GROUP 1: no pCR, tumoral downstaging was 26.7%. GROUP 2: pCR in 16.9%; tumoral downstaging was 47.7%. GROUP 3: pCR in 11.9%; tumor downstaging was 52.4%. The loco-regional control (LRC) was 95%. The 5-year OS (p = 0.038) and DFS (p = 0.05) were significantly superior in patients treated with CT + RT. Patients with pCR had a significant increase on DFS (p = 0.019). Patients cT3-4 that had a tumoral downstaging to ypT0-2, showed an increase on DFS, OS and LRC.

CONCLUSIONS

CT combined with RT has increased tumoral response and survival rate. Nodal downstaging and pCR were higher in the GROUP 2. The 5-year OS and DFS were significantly superior in CT + RT arms. Patients with pathologic response showed a better DFS. Adjuvant CT had no impact on LRC, DFS nor on OS.

摘要

背景

新辅助化疗(CT)和放疗(RT)对总生存期(OS)的影响一直存在争议。一些研究指出,病理完全缓解(pCR)的患者总生存期和无病生存期(DFS)有所改善。

目的

评估术前单纯放疗或放疗联合CT对局部晚期直肠癌(LARC)患者的治疗反应及生存影响。

材料与方法

对132例LARC患者进行术前治疗。第1组:单纯放疗,19例患者。第2组:放疗联合口服CT(卡培他滨或替加氟+亚叶酸钙),68例患者。第3组:放疗联合持续静脉输注5-FU的CT,45例患者。58.2%的患者接受辅助CT治疗。

结果

第1组:无pCR,肿瘤降期率为26.7%。第2组:pCR为16.9%;肿瘤降期率为47.7%。第3组:pCR为11.9%;肿瘤降期率为52.4%。局部区域控制率(LRC)为95%。
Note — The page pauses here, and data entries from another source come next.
PR #1591, opened 2021-07-04
Update renderers.md

fritsstegmann:
I was doing some work on the epub plugin repo and when trying to build an epub I came across what looked like some broken references.


ehuss (approved):
Thanks!

PR #4170, opened 2022-09-01
Add s3-sync role for syncing registry.k8s.io objects

BobyMCbobs:
Adds a service account to the trusted cluster, for running s3 syncing between GCS and S3 for registry.k8s.io objects.
Related: 
- https://github.com/cncf-infra/aws-infra/pull/15
- https://github.com/kubernetes/k8s.io/issues/4094

PR #4185, opened 2022-09-06
Add S3 sync GCP service accounts

upodroid:
Part of #4170

Can someone assign the Storage Object Creator role on the prow bucket for this account?

### DIFF
--- a/infra/gcp/terraform/k8s-infra-prow-build-trusted/serviceaccounts.tf
+++ b/infra/gcp/terraform/k8s-infra-prow-build-trusted/serviceaccounts.tf
@@ -57,6 +57,9 @@ locals {
       project_roles     = ["roles/secretmanager.secretAccessor"]
       cluster_namespace = "kubernetes-external-secrets"
     }
+    s3-sync = {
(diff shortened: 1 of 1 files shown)


listx:
> Part of #4170
> 
> Can someone assign the Storage Object Creator role on the prow bucket for this account?

I don't have enough context to understand what needs to be done here, not to mention whether I even have permissions to do so.

ameukam:
> Part of #4170
> 
> Can someone assign the Storage Object Creator role on the prow bucket for this account?

which prow bucket ? AFAIK we don't need specific permissions to push the logs for all the prowjobs. what's particular about this service account ?

/uncc @listx @cjwagner

upodroid:
Actually, ignore my comment and we don't need this PR.

https://prow.k8s.io/prowjob?prowjob=12723dcb-2e9e-11ed-8857-d61b7b5f68bf I assumed k8s' prow was using Workload Identity for writing to `gs://kubernetes-jenkins` but it seems we are still using service account keys (`spec.decoration_configs.gcs_credentials_secret` is set)

/close

PR #4196, opened 2022-09-08
k8s-infra: bump components

ameukam:
Add aws-cli to k8s-infra image
Bump other components

Signed-off-by: Arnaud Meukam <ameukam@gmail.com>

PR #4198, opened 2022-09-08
Update registry.k8s.io s3 bucket sync scripts

BobyMCbobs:
Changes include:
- add `regions` subcommand to registry.k8s.io/hack/initial-copy-between-s3.sh
- use `env_auth` with rclone configs, if `/var/run/secrets/aws-iam-token/serviceaccount/token` is found in the environment

Conditionally allowing `env_auth` means that the scripts will continue to work as normal outside the ProwJobs for now.

Related: https://github.com/kubernetes/test-infra/pull/27415, https://github.com/kubernetes/k8s.io/pull/4196

### DIFF
--- a/registry.k8s.io/hack/initial-copy-between-s3.sh
+++ b/registry.k8s.io/hack/initial-copy-between-s3.sh
@@ -22,20 +22,26 @@
 #   sync all:       ./initial-copy-between-s3.sh
 #   specify region: ./initial-copy-between-s3.sh <REGION>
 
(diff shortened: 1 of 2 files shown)


BobyMCbobs:
cc @upodroid @ameukam

ameukam:
/approve
/hold 

Leave the lgtm to @upodroid
In case other changes needs to be introduced.

upodroid (approved):
/lgtm

PR #4203, opened 2022-09-12
Cleanup 1.22 release team shadows from sig-testing groups.yaml

reylejano:
The current release cycle is 1.26, this PR removes 1.22 release team shadows from sig-testing/groups.yaml


BenTheElder (approved):
/lgtm
/approve

Issue #3992, opened 2022-07-20
registry.k8s.io S3 bucket auditing


BobyMCbobs:
Currently there's GCP auditing of events and resource usage in https://github.com/kubernetes/k8s.io/tree/main/audit.
I'd would be good to have auditing of the registry.k8s.io S3 buckets, writing to a repo when new objects are uploaded.

The auditing could be as simple as
```
REGIONS=(
    ap-northeast-1
    ap-south-1
    ap-southeast-1

    eu-central-1
    eu-west-1

    us-east-1
    us-east-2
    us-west-1
    us-west-2
)

for REGION in "${REGIONS[@]}"; do
  aws s3api list-objects --bucket "prod-registry-k8s-io-$REGION" --no-sign-request --output json > "bucket-$REGION.json"
done
```
in a CI job, making a PR into the k8s.io repo.

related: https://github.com/kubernetes/k8s.io/issues/1834, https://github.com/kubernetes/k8s.io/issues/3623

BobyMCbobs:
I'm playing around with this idea over here

https://github.com/ii/registry-k8s-io-s3-object-audit

BobyMCbobs:
Any thoughts around including
https://github.com/ii/registry-k8s-io-s3-object-audit
into the kubernetes/k8s.io repo?
Might be pretty easy to turn it into a ProwJob.

cc @ameukam @upodroid

upodroid:
+1 to wrapping that github action as a prowjob and committing the diff to k/k8s.io

BobyMCbobs:
Related: https://github.com/kubernetes/k8s.io/pull/4223

spiffxp:
With the full caveat that I have been away while most of the discussion and work on registry.k8s.io has happened, I don't understand why this is necessary.

Our audit scripts today do not list the contents of GCS buckets, GCR repos, or GAR repos.  I'm not exactly clear why we feel compelled to do so for S3.

asim-reza:
There needs to be another way than just to push the audit into the main repo if this is to be done .. because the audit files will be something like 90% of the repo

justinsb:
So I think what we're trying to audit is that the mirrors accurately reflect the canonical location.  So we want to know if somehow the mirrors have (1) extra files or (2) corrupted files.  We also want to know if the mirrors are missing files, but this could be a natural transitory state during initial publishing of new images.

[...]

PR #4223, opened 2022-09-16
Add registry.k8s.io generate audit script

BobyMCbobs:
Adds a script to generate a blob list of the objects in the registry.k8s.io S3 buckets.

Later, it might be good to group it by aws/s3 when there are more providers and there is more auditing.

This will be consumed by a ProwJob.

### DIFF
--- a/registry.k8s.io/hack/generate-audit.sh
+++ b/registry.k8s.io/hack/generate-audit.sh
@@ -1,0 +1,48 @@
+#!/bin/bash
+
+# Copyright 2022 The Kubernetes Authors.
+#
+# Licensed under the Apache License, Version 2.0 (the "License");
+# you may not use this file except in compliance with the License.
+# You may obtain a copy of the License at
+#
+#     http://www.apache.org/licenses/LICENSE-2.0
+#
+# Unless required by applicable law or agreed to in writing, software
+# distributed under the License is distributed on an "AS IS" BASIS,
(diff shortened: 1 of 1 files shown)


BobyMCbobs:
Fixes https://github.com/kubernetes/k8s.io/issues/3992

asim-reza (commented):
Why are the generated files so big? and why are they needed in the repo?

dims:
@asim-reza these are "audit" which means, we track who did what and when and save it for historical record. say 6 months from now, we wanted to check on something that happened today, we will be able to pull that up. this is the way we assure the community as all actions are open for inspection. also helps us catch if anyone made a mistake.

spiffxp (changes requested):
```
$ find . -type f | grep -v .git | xargs wc -l | tail -n1
  316192 total
``` 
I think I agree with @asim-reza.  A naive line count in this repo is ~300K, while this PR adds ~11M... this doesn't feel right.

With the full caveat that I have been away while most of the discussion and work on registry.k8s.io has happened, I don't understand why this approach is necessary.

Our audit scripts today do not list the contents of GCS buckets, GCR repos, or GAR repos.  I'm not exactly clear why we feel compelled to do so for S3.

dims:
@spiffxp i am with you as well, i hadn't peeked at the files ... yep, it's too big.

spiffxp:
/close
Will take further discussion over to https://github.com/kubernetes/k8s.io/issues/3992

PR #4228, opened 2022-09-16
promoting images with go v1.19.1

longwuyuan:
- Built new images because of https://github.com/kubernetes/ingress-nginx/pull/9057
- Lot of related info is here as well https://github.com/kubernetes/ingress-nginx/issues/8932
- This PR promotes the new images that now contain go v1.19.1
- This PR makes a significant promotion in the test-runner image because that sha has to be updated in the ingress-nginx project's main, for the ingres-nginx-controller's binary to get compiled with go v1.19.1. Reason being the build system uses a docker environ to compile the binary and the docker-environ is built using the test-runner image being promoted here

/tirage accepted

/assign @tao12345666333 @strongjz @rikatz

### DIFF
--- a/apps/prow/cluster/crier_deployment.yaml
+++ b/apps/prow/cluster/crier_deployment.yaml
@@ -33,7 +33,7 @@ spec:
       terminationGracePeriodSeconds: 30
       containers:
       - name: crier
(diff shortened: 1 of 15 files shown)


longwuyuan:
I messed up in rebasing so will close this and create new one

PR #4240, opened 2022-09-19
Update NP-api dns name

astoycos:
Update DNS name here since the original
one was too long for netlify.

see https://github.com/kubernetes/org/issues/3643 for more information

fixes https://github.com/kubernetes/org/issues/3643


rikatz:
/lgtm
Thanks

PR #4265, opened 2022-09-26
Fixed badly formatted link

userbradley:
There is a file under `infra/gcp` that had a badly formatted link


userbradley:
Signed the Document just now. All good to go

PR #4318, opened 2022-10-06
Add support for binary artifact promotion of the cloud-provider-aws project

olemarkus:
The AWS CCM project comes with a kubelet credentials provider binary we'd like to use the binary promotion for.
I believe this PR contains the necessary files to create the staging bucket and add support for binary promotion.


ameukam:
I think a manifest file is missing in the `manifests` path. can you try to add a `files.yaml` with the line `#No files yet` ?

olemarkus:
Doesn't look like it got more happy this time either. I guess it requires an actual file entry, but that is quite a hen/egg issue.

dims:
probably need to remove the empty `artifacts/manifests/k8s-staging-cloud-provider-aws/files.yaml` ?
```
level=fatal msg="run `kpromo run files`: error validating merged manifest: at least one file must be specified"
```

olemarkus:
@dims didn't seem to help, unfortunately.

PR #4331, opened 2022-10-10
groups: update sig-testing chairs

spiffxp:
Related
- Part of: https://github.com/kubernetes/community/issues/6913


spiffxp:
/cc @BenTheElder
/hold
I noticed TL's aren't here, I think this was to reduce access to potentially sensitive credentials.  Do we want to revisit that or keep as-is?

BenTheElder (commented):
/lgtm
/approve

PR #4337, opened 2022-10-11
switch registry.k8s.io to serve from regional AR instances

BenTheElder:
xref staging: https://github.com/kubernetes/registry.k8s.io/blob/d625292f6285c574365d276017bcc0bfcf4998e7/hack/make-rules/deploy.sh#L58

/hold
need to double check that each of these exists.

PR #4338, opened 2022-10-11
update registry.k8s.io to current information

BenTheElder:
- Delete outdated information ... NOTE: this is in git, so it's not _gone_ we just don't have misleading / outdated documents _in the current source state_, they're still reference-able in the git history.
  - We're no longer stress testing this way
  - We are not using the asns for now, and if we were they should probably be in the source repo
  - We are not using any of the "explorations", current approach can be found in registry.k8s.io, these can be referenced in git history (as with prior iterations of the rest of the source code)
- Add current information
  - registry.k8s.io is live, not under construction
  - design docs can be found in the main source repo
  - notes about GCP infra
  - notes about syncing not being manual

The information for what's actually going on with registry.k8s.io is scattered about and often outdated, consolidating between:
- this repo for deployment configuration
- github.com/kubernetes/registry.k8s.io for design, ops, sources ...

Next Up: replacing the wiki page with docs in registry.k8s.io https://github.com/kubernetes/k8s.io/wiki/New-Registry-url-for-Kubernetes-(registry.k8s.io)


ameukam:
cc @spiffxp 

/lgtm
/approve
/hold

We should maybe have all those infos as archives in git.k8s.io/registry.k8s.io ? (No strong opionion, just suggesting)

BenTheElder:
> We should maybe have all those infos as archives in git.k8s.io/registry.k8s.io ? (No strong opionion, just suggesting)

Eh, git is inherently an archive.
We don't specially archive past versions of the registry.k8s.io sources either, git handles this for us cleanly.

hh:
@BenTheElder @ameukam @spiffxp : We are still using the ASN data to calculate the spend:

https://github.com/kubernetes/k8s.io/blob/main/images/public-log-asn-matcher/pg-init.d/lib-04-load-into-a-bigquery-dataset.sh

I'd like some time to talk about this before a merge.

BenTheElder:
IIRC @ameukam asked to stop running that to save on BQ costs.
As-is, this is not part of registry.k8s.io, so if we restore these files, we should organize them better.

We will not be serving from GCR/GCS shortly anyhow: https://github.com/kubernetes/k8s.io/pull/4337

BenTheElder:
As part of mitigating the multi-regional costs and preparing for the future of image host, we are moving to regional AR, which is not transparently backed by GCS, and will not be matched against this data. We are prioritizing this transition to production given the multi-regional billing cost changes are live as of this month.

Last week we rolled it to staging. This week to production. The current movement has been discussed async in #sig-k8s-infra, and long planned in sig-k8s-infra both in the slack and in the meetings.

We have a good idea where traffic has been coming from, based on past runs.

PR #4298, opened 2022-10-03
Fix typo in `etcdadm` promoter manifests

upodroid:
Fixing a typo from #4291

/cc @ameukam 

I haven't seen any other typos.

PR #4366, opened 2022-10-17
Fix typo in Azure Cluster API Repository

upodroid:
Cleanup script is available in https://github.com/kubernetes/k8s.io/pull/4298

We probably need to write a simple go app that validate the manifests as we will be adding many AR repos in the coming months and years.

/cc @puerco @BenTheElder


BenTheElder (approved):
/lgtm
/approve

BenTheElder:
we should cleanup the old names cc @ameukam

PR #8222, opened 2025-06-23
add nirrozenbaum as owner of gateway api inference extension

nirrozenbaum:
(instead of jeffwan)


kfswain:
I think we need @Jeffwan for approval, I'll try tho

/approve

PR #8229, opened 2025-06-24
switch to hyperdisk-balanced for ghproxy in prow-build-trusted

BenTheElder:
we need to use a disk type compatible with the nodes

see previously 4702c302431380cdab598c996970e6e214dd1d7e


michelle192837 (approved):
/hold

Unhold at will

BenTheElder:
after https://github.com/kubernetes/k8s.io/pull/8231 this synced and there's a green ghproxy deployment

PR #8234, opened 2025-06-25
gcve: remove nsx-gateway

chrischdi:
The case for GCVE got resolved.

> I would like to share an update regarding the issue we noticed that  there is an issue with Cloud NAT port allocation. After reviewing the situation, we identified that the problem stemmed from the port allocation settings. To resolve this, we enabled dynamic port allocation on the Cloud NAT and set the minimum and maximum ports per VM to 32,768 and 65,536, respectively.

This was part of GCVE which is not accessible as a user and got solved by the support team.

Note: terraform is already applied / destroyed (for nsx-gateway)


sbueringer:
Thank you very much!

/lgtm
/approve

infra/gcp/terraform/k8s-infra-gcp-gcve/README.md
```diff
@@ -50,15 +50,6 @@ resource pools and other vSphere components required when running tests. See:
 
 # Working around network issues
```
sbueringer, line 51: @chrischdi Could it be that the Gateway VM is still on the picture? (GVCE.draw.io.png) (should be GCVE btw :D)

PR #8247, opened 2025-06-26
override kubectl image repository

Prajyot-Parab:
- override kubectl image repository to use k8s vended image [ref](https://explore.ggcr.dev/?image=registry.k8s.io%2Fkubectl:v1.32.3), by default it uses `bitnami/kubectl` image which lacks mutli-arch support [ref](https://explore.ggcr.dev/?image=bitnami%2Fkubectl%3A1.32.3)


kubernetes/ibm-ppc64le/helm/kyverno.yaml
```diff
@@ -0,0 +1,8 @@
+---
+webhooksCleanup:
+  image:
+    repository: registry.k8s.io/kubectl
```
mkumatag, line 4: you need to override the tag as well to point to the right image

kubernetes/ibm-ppc64le/helm/kyverno.yaml
```diff
@@ -0,0 +1,8 @@
...
+
+policyReportsCleanup:
+  image:
+    repository: registry.k8s.io/kubectl
```
mkumatag, line 9: same as above

Prajyot-Parab: fixed.

kubernetes/ibm-ppc64le/helm/kyverno.yaml
Prajyot-Parab: fixed.

PR #8314, opened 2025-07-22
promote etcd 3.6.2-0

pacoxu:
promote after https://github.com/kubernetes/kubernetes/pull/132864


ahrtr:
FYI. we are going to release etcd v3.6.3 soon (today), so as to catch up with Kubernetes 1.34.0.

PR #8325, opened 2025-07-23
prow-build: use hyperdisk-balanced disks for prometheus

xmudrii:
The `pd-balanced` disks that we have been using for Prometheus in the GKE Prow build cluster are not available with the C4 instances that we migrated to: https://cloud.google.com/compute/docs/machine-resource#machine_type_comparison

This PR addresses this by migrating to the Hyperdisk Balanced disks that are supported on the C4 instances. This change has been already reconciled manually.

/assign @BenTheElder


xmudrii:
This is not a terraform change
/override "atlantis/plan"

BenTheElder (commented):
/lgtm
/approve
thanks!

接受CT+RT治疗的患者5年总生存期(p = 0.038)和无病生存期(p = 0.05)显著更高。pCR患者的无病生存期显著增加(p = 0.019)。cT3-4期肿瘤降期至ypT0-2期的患者,无病生存期、总生存期和局部区域控制率均有所增加。

结论

CT联合RT可提高肿瘤反应率和生存率。第2组的淋巴结降期和pCR更高。CT+RT组的5年总生存期和无病生存期显著更高。有病理反应的患者无病生存期更好。辅助CT对局部区域控制率、无病生存期和总生存期均无影响。